I’ve been reluctant to make a major decision for the studio – what countertop to put on the long wall of cabinets that spans 19.5 feet. The options don’t seem endless, and just about every option I could come up with would involve a visible seam in the middle. One option that doesn’t have an obvious seam is a bit of a gamble. Here’s what I’ve come up with so far.

Butcherblock Countertops
I’m drawn to the look of butcherblock and the price isn’t too bad either – Home Depot sells a 10-foot birch butcherblock countertop for $519. For the 20-foot wall, I’d need three slabs, totaling $1,500. The downside is that there would be a joint between two butcherblock pieces right in the middle of the long countertop.

Laminate Countertops
Laminate would be a much cheaper option than butcher block and holds up well to art supplies and daily use. I built two large work tables for the studio and used white laminate for the tops. This time, I’m leaning towards a warm wood color. Wilsonart Fawn Cypress laminate is $169.58 for a 60″ x 120″ piece. I’d need two to cover the 20-feet, and with the cost of substrate and supplies, I could do the entire countertop for $420. That’s a considerable savings over the butcherblock cost for the same 20-foot countertop. The downside is that I’d still be left with a seam between two pieces.

My Crazy DIY Idea
I’ve come up with a crazy idea that might work and give the impression of one solid 20-foot piece of wood countertop. What if I simulate the look of butcherblock using real wood veneer?

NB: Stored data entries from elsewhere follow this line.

PR #1016, opened 2016-04-18
Unifiy the comments of preprocessor conditionals

akiss77:


akiss77:
As discussed at #1015 . This is not necessarily the final version, but consistent at least.

Why I'm saying it's not necessarily the final version: the comments after `#endif`s look sometimes weird if preceeded by an `#else` or `#elif` preprocessor directive. One could argue that the final comment of an `#endif` could repeat that of its directly preceeding directive, i.e., not necessarily the predicate of the `#if`. E.g., 

```c
#ifdef XXX
#endif /* XXX */

#ifndef XXX
#endif /* !XXX */

#if XXX
#elif YYY
#elif ZZZ
#else /* !XXX && !YYY & !ZZZ */
#endif /* !XXX && !YYY & !ZZZ */
```

But that's really just a matter of style. Right now, the PR goes with the originally suggested style. Happy to change it however the reviewers vote. Just let's get it consitent.

zherczeg:
This is ok for me. LGTM

LaszloLango:
Thanks for cleaning up this. LGTM

PR #1018, opened 2016-04-19
Introduce the Date Port API

akiss77:
Replaced `gettimeofday`-related code with `jerry_port_get_current_time` and `jerry_port_get_time_zone` function calls. Moved old code to default port implementation.

Removed `ENABLE_DATE_SYS_CALLS` as date syscalls should "just work".

Fixed DST adjustments: even if `gettimeofday` returns meaningful data in `tz_dsttime`, the value is just a flag (or, according to some sources, a tri-state value: >0 - DST applies, ==0 - DST does not apply, <0 - unknown). Hitherto, the field was simply added to/subtracted from a time value in milliseconds. To use it approximately correctly, the field's value should be multiplied by "millisecs/hour".


akiss77:
Related to the proposal #964 .
Acknowledgement to @franc0is for #969 with which this PR overlaps.

LaszloLango:
LGTM

jerry-core/jerry-port.h
```diff
@@ -71,6 +72,34 @@ typedef enum
...
+ *         false - otherwise
+ */
+bool jerry_port_get_time_zone (jerry_time_zone_t *tz_p);
+
+/**
+ * Get system time
+ *
+ * @return milliseconds since Unix epoch
+ */
+unsigned long int jerry_port_get_current_time (void);
```
zherczeg: milliseconds? not seconds?

LaszloLango: We have to use milliseconds everywhere, so it is the best, so we don't have to use multiplications and divisions. I think ms is good.

zherczeg: The problem is that an uint32 cannot represent ms since Unix epoch. An uint32 can only represent around 47 days in ms.

Is this tested in a 32 bit machine?

LaszloLango: I haven't tested. What about using `uint64_t` for return type?

LaszloLango: Note: I checked and you are right. `unsigned long` isn't enough for 32bit systems.

zherczeg: uint64_t is ok for me. or double

akiss77:
Updated

zherczeg:
LGTM. Please squash commits

franc0is:
Sorry I am just now looking at this. I have a single comment: using a `uint64_t` when we know it will be converted to floating point is a little bit wasteful. Why did you decide against using `double`?

akiss77:
Even if `jerry_port_get_current_time` returns `double`, a "cast" with `DOUBLE_TO_ECMA_NUMBER_T` is still needed, since the number representation may be `float` instead of `double`. (Of course, if numbers are `double`, that macro doesn't cost anything.)

That being said, I tend to agree now that `double` would be/have been better than `uint64_t`. Fortunately, this would take a very small change only.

I’d put down my countertop substrate all along the 20-foot wall and make sure it’s smooth all the way across, then cut strips of real wood veneer and attach them so that they simulate the look of butcherblock. That would eliminate the need for a center seam or joint. It’s a gamble, but I think it might work. It would be a big project, but it might be worth it to end up with what looks like one continuous, seamless, jointless wood countertop.

So should I go with the crazy DIY idea or stick with a safe option like real butcherblock or laminate and just live with the seam or joint right in the middle of the countertop? I guess I’ll have to decide soon!